(Given records begins)
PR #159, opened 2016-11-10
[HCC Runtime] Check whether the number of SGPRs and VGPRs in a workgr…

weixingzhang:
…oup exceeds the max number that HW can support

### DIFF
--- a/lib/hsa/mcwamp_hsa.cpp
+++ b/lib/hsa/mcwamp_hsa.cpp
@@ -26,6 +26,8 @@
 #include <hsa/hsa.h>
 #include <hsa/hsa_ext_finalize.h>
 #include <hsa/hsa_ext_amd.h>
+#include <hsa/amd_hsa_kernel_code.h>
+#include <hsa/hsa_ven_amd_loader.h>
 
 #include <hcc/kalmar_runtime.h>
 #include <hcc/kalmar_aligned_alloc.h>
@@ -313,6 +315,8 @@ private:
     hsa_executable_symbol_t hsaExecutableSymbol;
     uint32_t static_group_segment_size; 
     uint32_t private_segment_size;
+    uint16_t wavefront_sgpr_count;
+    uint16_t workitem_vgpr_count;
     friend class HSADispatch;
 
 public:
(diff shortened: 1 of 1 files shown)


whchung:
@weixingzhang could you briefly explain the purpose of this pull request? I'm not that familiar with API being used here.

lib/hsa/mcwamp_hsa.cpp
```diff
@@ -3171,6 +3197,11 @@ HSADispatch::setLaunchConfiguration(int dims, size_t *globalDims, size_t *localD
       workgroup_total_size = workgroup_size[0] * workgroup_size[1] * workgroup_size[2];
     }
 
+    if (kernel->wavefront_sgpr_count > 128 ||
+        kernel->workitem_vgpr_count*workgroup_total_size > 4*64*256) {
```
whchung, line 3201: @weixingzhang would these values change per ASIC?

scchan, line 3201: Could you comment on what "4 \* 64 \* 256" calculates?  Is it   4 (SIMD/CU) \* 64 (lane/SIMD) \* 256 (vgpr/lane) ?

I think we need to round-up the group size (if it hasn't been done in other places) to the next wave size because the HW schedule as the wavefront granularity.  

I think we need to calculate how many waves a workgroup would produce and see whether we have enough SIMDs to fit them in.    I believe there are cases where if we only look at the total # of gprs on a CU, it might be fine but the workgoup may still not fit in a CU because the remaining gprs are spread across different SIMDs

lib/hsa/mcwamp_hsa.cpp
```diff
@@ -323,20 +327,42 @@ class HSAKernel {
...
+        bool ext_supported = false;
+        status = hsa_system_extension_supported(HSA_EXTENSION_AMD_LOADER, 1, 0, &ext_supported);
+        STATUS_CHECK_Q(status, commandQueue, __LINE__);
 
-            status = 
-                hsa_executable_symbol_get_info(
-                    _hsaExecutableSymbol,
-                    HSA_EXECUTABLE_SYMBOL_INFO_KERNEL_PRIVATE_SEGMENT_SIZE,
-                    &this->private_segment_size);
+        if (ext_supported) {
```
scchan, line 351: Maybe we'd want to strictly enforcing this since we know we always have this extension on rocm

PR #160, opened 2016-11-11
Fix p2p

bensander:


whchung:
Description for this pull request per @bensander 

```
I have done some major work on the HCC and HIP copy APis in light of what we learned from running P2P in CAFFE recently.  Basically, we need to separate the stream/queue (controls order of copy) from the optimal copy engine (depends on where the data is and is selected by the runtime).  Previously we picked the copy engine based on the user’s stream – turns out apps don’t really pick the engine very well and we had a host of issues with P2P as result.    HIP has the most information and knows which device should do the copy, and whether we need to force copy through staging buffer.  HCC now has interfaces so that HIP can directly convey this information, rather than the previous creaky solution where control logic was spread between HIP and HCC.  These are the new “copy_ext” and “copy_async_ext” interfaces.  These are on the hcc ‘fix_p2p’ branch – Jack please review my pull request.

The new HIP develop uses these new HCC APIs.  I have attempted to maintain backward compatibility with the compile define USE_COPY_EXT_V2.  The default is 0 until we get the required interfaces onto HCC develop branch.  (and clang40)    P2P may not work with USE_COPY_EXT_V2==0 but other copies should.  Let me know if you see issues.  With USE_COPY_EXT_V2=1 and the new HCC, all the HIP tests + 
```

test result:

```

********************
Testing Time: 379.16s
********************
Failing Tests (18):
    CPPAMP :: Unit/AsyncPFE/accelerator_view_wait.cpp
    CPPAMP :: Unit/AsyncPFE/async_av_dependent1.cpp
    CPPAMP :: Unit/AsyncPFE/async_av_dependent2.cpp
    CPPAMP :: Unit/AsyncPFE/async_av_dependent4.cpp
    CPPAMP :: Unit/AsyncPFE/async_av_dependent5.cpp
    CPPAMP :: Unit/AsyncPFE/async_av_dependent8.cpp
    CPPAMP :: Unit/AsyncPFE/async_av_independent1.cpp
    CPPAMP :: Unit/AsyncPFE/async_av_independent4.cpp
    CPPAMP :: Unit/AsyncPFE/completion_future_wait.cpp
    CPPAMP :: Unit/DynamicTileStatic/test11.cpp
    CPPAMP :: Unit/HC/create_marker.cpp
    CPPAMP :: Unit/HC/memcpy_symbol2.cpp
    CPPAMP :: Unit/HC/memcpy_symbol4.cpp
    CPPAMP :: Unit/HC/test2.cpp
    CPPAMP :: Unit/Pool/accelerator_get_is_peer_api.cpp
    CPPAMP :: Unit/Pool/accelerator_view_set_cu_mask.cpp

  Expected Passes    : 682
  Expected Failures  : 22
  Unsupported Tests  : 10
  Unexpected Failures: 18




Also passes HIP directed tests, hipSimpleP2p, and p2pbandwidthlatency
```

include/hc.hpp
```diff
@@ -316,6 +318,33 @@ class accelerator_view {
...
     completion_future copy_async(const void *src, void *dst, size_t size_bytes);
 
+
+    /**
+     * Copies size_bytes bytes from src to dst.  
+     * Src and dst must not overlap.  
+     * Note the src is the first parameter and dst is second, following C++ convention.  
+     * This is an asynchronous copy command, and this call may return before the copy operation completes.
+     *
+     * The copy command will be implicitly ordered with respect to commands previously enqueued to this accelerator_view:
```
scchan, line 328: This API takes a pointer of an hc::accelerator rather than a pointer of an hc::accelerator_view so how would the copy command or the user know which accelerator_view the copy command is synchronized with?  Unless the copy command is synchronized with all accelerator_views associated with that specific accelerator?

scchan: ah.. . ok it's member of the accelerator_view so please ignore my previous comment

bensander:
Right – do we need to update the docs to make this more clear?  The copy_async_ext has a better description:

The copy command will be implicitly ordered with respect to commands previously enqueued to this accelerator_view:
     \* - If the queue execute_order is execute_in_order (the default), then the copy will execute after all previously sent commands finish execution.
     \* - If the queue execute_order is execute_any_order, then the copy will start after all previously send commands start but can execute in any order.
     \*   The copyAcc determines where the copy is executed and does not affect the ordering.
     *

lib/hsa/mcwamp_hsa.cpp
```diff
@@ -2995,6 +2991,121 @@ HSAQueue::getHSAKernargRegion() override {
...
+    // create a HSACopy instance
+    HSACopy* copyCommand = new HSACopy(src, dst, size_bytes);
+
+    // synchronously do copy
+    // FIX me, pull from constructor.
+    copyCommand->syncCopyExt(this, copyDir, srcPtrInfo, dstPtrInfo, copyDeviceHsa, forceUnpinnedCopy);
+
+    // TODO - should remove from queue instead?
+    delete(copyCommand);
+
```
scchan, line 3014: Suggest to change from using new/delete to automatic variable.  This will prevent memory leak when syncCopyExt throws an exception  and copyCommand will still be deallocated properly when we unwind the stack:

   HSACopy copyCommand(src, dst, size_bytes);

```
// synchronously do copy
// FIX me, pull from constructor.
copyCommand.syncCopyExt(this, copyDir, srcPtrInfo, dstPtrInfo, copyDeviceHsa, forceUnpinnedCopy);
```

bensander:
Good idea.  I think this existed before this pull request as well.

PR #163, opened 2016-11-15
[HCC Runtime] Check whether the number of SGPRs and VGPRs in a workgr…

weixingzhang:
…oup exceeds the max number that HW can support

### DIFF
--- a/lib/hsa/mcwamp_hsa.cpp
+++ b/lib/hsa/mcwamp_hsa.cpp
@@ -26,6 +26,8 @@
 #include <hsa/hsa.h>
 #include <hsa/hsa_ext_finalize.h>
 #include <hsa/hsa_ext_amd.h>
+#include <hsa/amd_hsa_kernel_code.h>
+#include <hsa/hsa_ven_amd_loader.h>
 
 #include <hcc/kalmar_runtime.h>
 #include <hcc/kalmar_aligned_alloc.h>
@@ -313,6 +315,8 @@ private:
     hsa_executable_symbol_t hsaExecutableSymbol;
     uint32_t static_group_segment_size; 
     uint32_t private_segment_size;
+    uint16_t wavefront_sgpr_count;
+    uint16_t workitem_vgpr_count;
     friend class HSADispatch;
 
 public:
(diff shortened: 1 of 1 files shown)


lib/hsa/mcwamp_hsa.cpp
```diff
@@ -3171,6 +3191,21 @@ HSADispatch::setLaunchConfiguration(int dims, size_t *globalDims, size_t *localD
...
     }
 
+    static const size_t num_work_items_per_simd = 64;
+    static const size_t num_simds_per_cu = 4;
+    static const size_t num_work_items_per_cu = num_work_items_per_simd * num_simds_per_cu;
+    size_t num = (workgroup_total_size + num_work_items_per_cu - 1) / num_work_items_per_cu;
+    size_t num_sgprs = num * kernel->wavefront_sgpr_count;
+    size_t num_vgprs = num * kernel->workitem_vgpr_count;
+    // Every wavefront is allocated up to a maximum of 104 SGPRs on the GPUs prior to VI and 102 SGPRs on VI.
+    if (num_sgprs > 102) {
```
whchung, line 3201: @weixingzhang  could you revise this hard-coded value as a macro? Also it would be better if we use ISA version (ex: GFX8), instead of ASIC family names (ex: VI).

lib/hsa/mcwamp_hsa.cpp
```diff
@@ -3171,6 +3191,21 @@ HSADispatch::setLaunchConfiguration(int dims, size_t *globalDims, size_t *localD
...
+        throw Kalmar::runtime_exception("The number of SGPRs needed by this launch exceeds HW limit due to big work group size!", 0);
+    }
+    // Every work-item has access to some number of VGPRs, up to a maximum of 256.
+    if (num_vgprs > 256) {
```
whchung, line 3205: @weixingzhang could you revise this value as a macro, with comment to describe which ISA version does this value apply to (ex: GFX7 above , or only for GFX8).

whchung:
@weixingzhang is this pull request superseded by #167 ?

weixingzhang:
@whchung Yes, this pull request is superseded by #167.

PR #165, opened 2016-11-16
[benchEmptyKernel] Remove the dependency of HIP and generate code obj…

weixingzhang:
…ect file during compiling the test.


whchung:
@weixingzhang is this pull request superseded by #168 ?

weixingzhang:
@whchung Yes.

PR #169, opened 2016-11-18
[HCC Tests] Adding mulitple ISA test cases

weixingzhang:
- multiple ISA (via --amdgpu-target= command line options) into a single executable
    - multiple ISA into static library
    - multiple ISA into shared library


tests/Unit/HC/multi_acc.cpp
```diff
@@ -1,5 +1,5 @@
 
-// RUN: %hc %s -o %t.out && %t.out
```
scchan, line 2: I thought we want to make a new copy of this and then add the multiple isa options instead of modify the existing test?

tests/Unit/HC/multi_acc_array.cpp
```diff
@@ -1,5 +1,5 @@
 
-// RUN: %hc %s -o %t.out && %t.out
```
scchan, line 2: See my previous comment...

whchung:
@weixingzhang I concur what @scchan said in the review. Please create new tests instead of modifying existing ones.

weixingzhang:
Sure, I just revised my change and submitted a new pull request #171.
(Given records ends)
** Exercise objective **
Could you state how many lines in the entries contain the word "make"? Reply with nothing but the number.

** Response **
2